言小幼先是一愣,接着苦笑了一下。可不是陰差陽錯就來到了她這裏,她畢竟是從京城跑出來的,雖然不知東奔西走了多久,這條路,總歸是能通回京城的。

    “路該怎麼走……”言小幼有些迷茫的望了望門外:“往西便是了,此地在京城的西面。”具體在哪裏,許久未回,她大約也找不到路了。

    “你若是非走不可,我送你下山,再在附近鎮子了打聽一道吧。”言小幼微微嘆息着。

    她想婦人應當也明白,哪裏有跑一趟腿值一百兩銀子的好事,也就只有這個男人肯爲了讓妻兒過上好日子願意冒一次險罷了。

    他捎帶的,大約是哪個貪官污吏與地方往來的贓物,或者是什麼其他罪證,總之該是個燙手山芋。那些人不敢帶在自己身邊,又不能給它丟出去,只好尋了個無關之人做替死鬼。
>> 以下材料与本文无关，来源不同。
PR #2204, opened 2020-07-29
Fix holding-list/eavi mismatch bug for Update entries

zippy:
## PR summary

fixed bug in calculating entry address of a Content EntryAspect

## testing/benchmarking notes

## followups

## changelog

```markdown
```

## documentation

### DIFF
--- a/crates/core_types/src/network/entry_aspect.rs
+++ b/crates/core_types/src/network/entry_aspect.rs
@@ -97,12 +97,11 @@ impl EntryAspect {
     }
     /// NB: this is the inverse function of entry_to_meta_aspect,
     /// so it is very important that they agree!
+    /// NOTE: the ContentAspect address is always the entry address and this
+    /// is not used by entry_to_meta_aspect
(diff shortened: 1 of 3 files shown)


crates/core_types/src/network/entry_aspect.rs
```diff
@@ -97,12 +97,11 @@ impl EntryAspect {
...
     /// so it is very important that they agree!
+    /// NOTE: the ContentAspect address is always the entry address and this
+    /// is not used by entry_to_meta_aspect
     pub fn entry_address(&self) -> Result<Address, HolochainError> {
         Ok(match self {
-            EntryAspect::Content(_, header) => match header.link_update_delete() {
-                Some(ref updated_entry) => updated_entry.clone(),
-                None => header.entry_address().clone(),
-            },
+            EntryAspect::Content(_, header) => header.entry_address().clone(),
```
lucksus, line 104: Yes, for a `Content` aspect, the *base* (=`entry_address`) is always exactly the address of that content - even in the case of this entry being an update to another one.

或許,他已經被劫殺在了路上,或許是東西送到以後就被人悄無聲息的處理了。甚至是一點小傷小病,或者飢寒交迫,總之,能活下來的可能性太小了。

    婦人和言小幼雙雙沉默了一會兒。

    “若是……”言小幼開口打斷沉默,心裏想說若是他死了呢,卻遲遲開不了口。

    婦人知道她想要說什麼,平靜的摸了摸自己小孩子的臉:“死的活的,找到了總算有個交代。若是一直找不到我就一直找下去,總要有個找到的時候不是。”

    “情不知所起,一往而深啊。”言小幼感概一聲,她何嘗沒有爲了一個人牽腸掛肚,何嘗沒有因爲一個人衝動過。情爲何物,是蛛網,是漩渦,一旦掉進去,哪裏能掙得脫逃的掉?

    “老闆娘……”

    “罷了,走吧走吧。我這裏畢竟不是什麼強留人的買賣。”

    婦人起身欲行。

    “等等。”言小幼說着,將一根棍子塞在她手裏:“探着路,不枉我尋摸了幾天弄來着一根樹枝。”
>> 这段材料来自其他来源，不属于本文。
PR #691, opened 2017-03-27
Fix regressions caused by `ignore_warning`

stacywsmith:
In some circumstances, the implementation of the `ignore_warning` decorator didn't return the same value that would have been returned prior to the `ignore_warning` implementation. Once of those circumstances was when a `CommitError` was raised. The content of the `CommitError` was incorrectly empty.


vnitinv:

PR #700, opened 2017-04-17
SW() updates for new fact gathering. Fix Juniper/ansible-junos-stdlib#222

stacywsmith:
The SW class previously depended upon the existence of version_REx fact keys.
With enhanced fact gathering, these keys always exist, and are not a sign that
the device actually has multiple REs.

### DIFF
--- a/lib/jnpr/junos/utils/sw.py
+++ b/lib/jnpr/junos/utils/sw.py
@@ -62,7 +62,10 @@ class SW(Util):
         self._RE_list = []
         if 'junos_info' in dev.facts and dev.facts['junos_info'] is not None:
             self._RE_list = list(dev.facts['junos_info'].keys())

    婦人手裏的樹枝長短合適,打磨的也極爲光滑,一看就是用了心的。

    “老闆娘……”婦人的嘴動了動,眼淚從她乾涸的眼裏留出來。

    言小幼賭氣似的不理她,只是又往她包裹裏塞了兩塊柔軟厚實的皮子,又添了一些銀錢。

    婦人急急忙忙拒絕:“這使不得!使不得!”

    “拿着!”言小幼強塞到她手裏:“本也沒有什麼值錢的東西,荒郊野嶺的,野物好打,皮子還難得的了?況我也並非爲你,爲了你懷裏那個小的,若是摔着了,凍着了,餓着了,看你哪裏去哭。”她一貫涼薄,好話也不肯好好說的。

    婦人知她面冷心熱,只道:“來日等他長大了,必然結草銜環報您的恩情。”

    “不用。”言小幼到:“若等他長大了,我還孤苦伶仃的在這荒郊野外,也太過淒涼了點,寧可不被故人瞧見,免得丟臉。你若是承我的情,記着欠我一碟點心錢,兩個銅板。找到你家那口子,記得別忘了還就是。”

    婦人點頭應了,哪裏不知道言小幼實在寬慰她。她這些天只說野味好打,寒冬時節又哪裏有野味平白的出來。

    言小幼知道她又要說一些感激的話,提前打斷了她。“行了,走吧。再推脫下去,怕你要多喫我一日的口糧了。”再推脫下去,山間的路就要黑了。雖說婦人眼盲,夜路也是走不得的,誰知會遇上什麼猛獸呢。

    “我送你下山。”

    “老闆娘,不必,我走的了。”婦人堅決推辭,只抱着孩子辭行。

    言小幼便不再堅持,這婦人打定的主意往往堅定的很,她哪裏勸的動。“罷了,你當心些。”

    “告辭。”

    “告辭。”江湖路遠,後會無期。